# Material for this task
+++++

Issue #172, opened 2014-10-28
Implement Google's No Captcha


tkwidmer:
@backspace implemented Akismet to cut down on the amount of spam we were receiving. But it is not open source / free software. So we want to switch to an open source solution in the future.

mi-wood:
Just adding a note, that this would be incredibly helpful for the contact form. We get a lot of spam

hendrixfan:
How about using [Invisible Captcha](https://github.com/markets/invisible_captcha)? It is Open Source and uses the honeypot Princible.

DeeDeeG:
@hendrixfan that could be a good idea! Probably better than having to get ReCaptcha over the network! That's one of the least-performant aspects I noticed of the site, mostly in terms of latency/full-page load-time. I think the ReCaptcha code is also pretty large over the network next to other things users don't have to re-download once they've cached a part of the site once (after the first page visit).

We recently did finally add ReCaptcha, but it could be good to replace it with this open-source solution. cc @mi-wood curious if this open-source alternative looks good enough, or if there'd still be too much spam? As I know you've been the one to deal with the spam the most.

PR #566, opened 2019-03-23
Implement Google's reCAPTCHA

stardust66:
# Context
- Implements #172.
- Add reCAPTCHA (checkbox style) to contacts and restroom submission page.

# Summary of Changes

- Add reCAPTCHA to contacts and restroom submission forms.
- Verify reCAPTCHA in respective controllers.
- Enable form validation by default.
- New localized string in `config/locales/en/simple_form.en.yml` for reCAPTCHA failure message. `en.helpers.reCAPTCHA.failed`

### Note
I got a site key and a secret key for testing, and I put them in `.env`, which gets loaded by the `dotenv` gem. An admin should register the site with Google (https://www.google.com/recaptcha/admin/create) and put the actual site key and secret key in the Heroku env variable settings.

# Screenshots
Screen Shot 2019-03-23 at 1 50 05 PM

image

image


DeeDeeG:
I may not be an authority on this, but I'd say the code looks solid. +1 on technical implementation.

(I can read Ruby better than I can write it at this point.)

+++++

# About this task
Please say how many lines in the records above contain the word "spam", giving the number alone.

# Result for this task
3